= Directions =
Report back every line below that carries the word "bugprone".

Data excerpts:
════

PR #4486, opened 2025-05-22
Clang-tidy `bugprone` fixes

timwoj:
This is the first in a series of PRs to fix a large number of clang-tidy findings. This one fixes most of the `bugprone` checkers. The last commit in the PR adds some exclusions for checkers that we might want to enable later, with explanations as to why they're disabled.

This should probably be reviewed commit-by-commit since each commit is a separate checker and all of the changes are related. This also pulls in the changes from https://github.com/zeek/binpac/pull/43, which includes fixes for `bugprone-branch-clone` amongst others.


src/Stmt.cc
```diff
@@ -1226,7 +1226,7 @@ ValPtr ForStmt::DoExec(Frame* f, Val* v, StmtFlowType& flow) {
 bool ForStmt::IsPure() const { return e->IsPure() && body->IsPure(); }
 
 void ForStmt::StmtDescribe(ODesc* d) const {
-    Stmt::StmtDescribe(d);
+    Stmt::StmtDescribe(d); // NOLINT(bugprone-parent-virtual-call)
```
awelzel, line 1229: Looking at `Stmt::StmtDescribe()`, isn't this just running `AddTag(d)` due to `Tag () != STMT_EXPR`. Calling `AddTag(d)` directly here might be more obvious and avoids the eye-brow raising NOLINT :-)

src/Reporter.cc
```diff
@@ -467,7 +467,7 @@ void Reporter::Deprecation(std::string_view msg, const detail::Location* loc1, c
     if ( loc1 || loc2 )
         PushLocation(loc1, loc2);
 
-    Warning("%s", msg.data());
+    Warning("%.*s", static_cast<int>(msg.size()), msg.data());
```
awelzel, line 470: Thanks!

src/storage/backend/redis/Redis.cc
```diff
@@ -246,7 +246,8 @@ OperationResult Redis::DoOpen(OpenResultCallback* cb, RecordValPtr options) {
     StringValPtr host = backend_options->GetField<StringVal>("server_host");
     if ( host ) {
         PortValPtr port = backend_options->GetField<PortVal>("server_port");
-        server_addr = util::fmt("%s:%d", host->ToStdStringView().data(), port->Port());
+        server_addr = util::fmt("%.*s:%d", static_cast<int>(host->ToStdStringView().size()),
+                                host->ToStdStringView().data(), port->Port());
```
awelzel, line 250: This would probably be less noisy wit `ToStdString().c_str()` and not slower.

src/Reporter.cc
```diff
@@ -537,10 +537,12 @@ void Reporter::DoLog(const char* prefix, EventHandlerPtr event, FILE* out, Conne
 
         // Enlarge buffer;
         size *= 2;
-        buffer = allocated = (char*)realloc(allocated, size);
+        buffer = (char*)realloc(allocated, size);
 
         if ( ! buffer )
             FatalError("out of memory in Reporter");
+        else
+            allocated = buffer;
```
awelzel, line 544: No need for the else here.

awelzel: Wow, looking around, I guess it might make sense to try and switch from the following four variables to a `std::string` approach and assume whatever optimization is being done here isn't needed :-)

```
    static char tmp[512];
    int size = sizeof(tmp);
    char* buffer = tmp;
    char* allocated = nullptr;

```

src/analyzer/protocol/modbus/modbus-protocol.pac
```diff
@@ -112,7 +112,7 @@ type ModbusTCP_Request(header: ModbusTCP_TransportHeader) = case header.fc of {
 #
 type ModbusTCP_Response(header: ModbusTCP_TransportHeader) = case header.fc & 0x80 of {
     0       -> normal_response      : ModbusTCP_NormalResponse(header);
-    default -> exception_response   : Exception(header);
+    default -> exception_response   : ExcResponse(header);
```
awelzel, line 115: Nit. Given the normal response is called `ModbusTCP_NormalResponse`, `ModbusTCP_ExceptionResponse` might be a candidate that pleases clang-tidy and doesn't look artificially shortened?

src/TraverseTypes.h
```diff
@@ -22,9 +22,7 @@ enum TraversalCode {
 
 #define HANDLE_TC_STMT_POST(code)                                                                                      \
     {                                                                                                                  \
-        if ( (code) == zeek::detail::TC_ABORTALL )                                                                     \
-            return (code);                                                                                             \
-        else if ( (code) == zeek::detail::TC_ABORTSTMT )                                                               \
```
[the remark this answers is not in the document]
timwoj: All of those macros could be `constexpr` methods that take and return a `TraversalCode` also.

src/Stmt.cc
timwoj: Sure. The lint note was because calling `ExprStmt::StmtDescribe` causes the output to differ for `ForStmt` that what we're currently outputting.

For example:

```
for ([HTTP::_], HTTP::c in HTTP::f$conns) { if (HTTP::c?$http) return (HTTP::build_url_http(HTTP::c$http))}return ()}
```

turns into

```
for HTTP::f$conns([HTTP::_], HTTP::c in HTTP::f$conns) { if (HTTP::c?$http) return (HTTP::build_url_http(HTTP::c$http))}return ()}
```

src/Reporter.cc
timwoj: Looking at this again, you actually don't need to repeatedly make this call either. Passing a null buffer to vsnprintf will return the size of the buffer needed, which you can then allocate one time instead of realloc'ing repeatedly.

timwoj: I made a change to only call `realloc()` once if needed. We can look at the performance differences of using std::string here separately.

src/analyzer/protocol/modbus/modbus-protocol.pac
timwoj: clang-tidy is very picky about naming things with `exception` in their name:

```
[6/41] Building CXX object src/analyzer/protocol/modbus/CMakeFiles/plugin-Zeek-Modbus.dir/modbus_pac.cc.o
/Users/tim/Desktop/projects/zeek-master/build/src/analyzer/protocol/modbus/modbus_pac.cc:585:43: warning: suspicious exception object created but not thrown; did you mean 'throw ModbusTCP_ExceptionResponse'? [bugprone-throw-keyword-missing]
```

timwoj: But it does seem happy with `ModbusTCP_ExceptResponse` :shrug:

PR #4488, opened 2025-05-22
Fix some follow-up issues with the sqlite cluster test

timwoj:
- Adds a bunch of debug logging around executing pragmas
- Use the iteration from TableVal when looping over the pragmas. The table is defined with `&ordered`. Converting it to a map first caused the keys to be reordered based on the process's map hashing, which might not have been the same order.
- Fixes a variable name typo that was keeping busy pragmas from retrying
- Reenables the btest

### DIFF
--- a/src/storage/backend/sqlite/SQLite.cc
+++ b/src/storage/backend/sqlite/SQLite.cc
@@ -5,7 +5,9 @@
 #include <thread>
 
 #include "zeek/3rdparty/sqlite3.h"
+#include "zeek/CompHash.h"
 #include "zeek/DebugLogger.h"
+#include "zeek/Dict.h"
 #include "zeek/Func.h"
 #include "zeek/Val.h"
 #include "zeek/storage/ReturnCode.h"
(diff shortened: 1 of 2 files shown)


src/storage/backend/sqlite/SQLite.cc
```diff
@@ -37,18 +39,21 @@ OperationResult SQLite::RunPragma(std::string_view name, std::optional<std::stri
...
+            DBG_LOG(DBG_STORAGE, "%s", err.c_str());
             return {ReturnCode::INITIALIZATION_FAILED, std::move(err)};
         }
     }
 
     if ( pragma_timeout != 0ms && time_spent >= pragma_timeout ) {
-        std::string err =
-            util::fmt("Database was busy while executing %.*s pragma", static_cast<int>(name.size()), name.data());
+        std::string err = util::fmt("Database was busy while executing '%s'", cmd.c_str());
+        DBG_LOG(DBG_STORAGE, "%s", err.c_str());
```
ckreibich, line 51: Trivial — but you could just do
```suggestion
        DBG_LOG(DBG_STORAGE, err.c_str());
```
for these.

ckreibich (approved):
Yep, the `sqlite-cluster` test now runs a-okay over here. :+1:

src/storage/backend/sqlite/SQLite.cc
timwoj: I could, except then the compiler/emacs complains that you shouldn't pass variables to printf-like functions without a format string:

```
[5/7] Building CXX object src/storage/backend/sqlite/...es/plugin-Zeek-Storage_Backend_SQLite.dir/SQLite.cc.o
/Users/tim/Desktop/projects/zeek/src/storage/backend/sqlite/SQLite.cc:51:30: warning: format string is not a string literal (potentially insecure) [-Wformat-security]
   51 |         DBG_LOG(DBG_STORAGE, err.c_str());
      |                              ^~~~~~~~~~~
/Users/tim/Desktop/projects/zeek/src/include/zeek/DebugLogger.h:20:46: note: expanded from macro 'DBG_LOG'
   20 |     ::zeek::detail::debug_logger.Log(stream, __VA_ARGS__)
      |                                              ^~~~~~~~~~~
/Users/tim/Desktop/projects/zeek/src/storage/backend/sqlite/SQLite.cc:51:30: note: treat the string as an argument to avoid this
   51 |         DBG_LOG(DBG_STORAGE, err.c_str());
      |                              ^
      |                              "%s", 
/Users/tim/Desktop/projects/zeek/src/include/zeek/DebugLogger.h:20:46: note: expanded from macro 'DBG_LOG'
   20 |     ::zeek::detail::debug_logger.Log(stream, __VA_ARGS__)
      |                                              ^
1 warning generated.
```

════

= Solution for this task =
Clang-tidy `bugprone` fixes
This is the first in a series of PRs to fix a large number of clang-tidy findings. This one fixes most of the `bugprone` checkers. The last commit in the PR adds some exclusions for checkers that we might want to enable later, with explanations as to why they're disabled.
This should probably be reviewed commit-by-commit since each commit is a separate checker and all of the changes are related. This also pulls in the changes from https://github.com/zeek/binpac/pull/43, which includes fixes for `bugprone-branch-clone` amongst others.
+    Stmt::StmtDescribe(d); // NOLINT(bugprone-parent-virtual-call)
/Users/tim/Desktop/projects/zeek-master/build/src/analyzer/protocol/modbus/modbus_pac.cc:585:43: warning: suspicious exception object created but not thrown; did you mean 'throw ModbusTCP_ExceptionResponse'? [bugprone-throw-keyword-missing]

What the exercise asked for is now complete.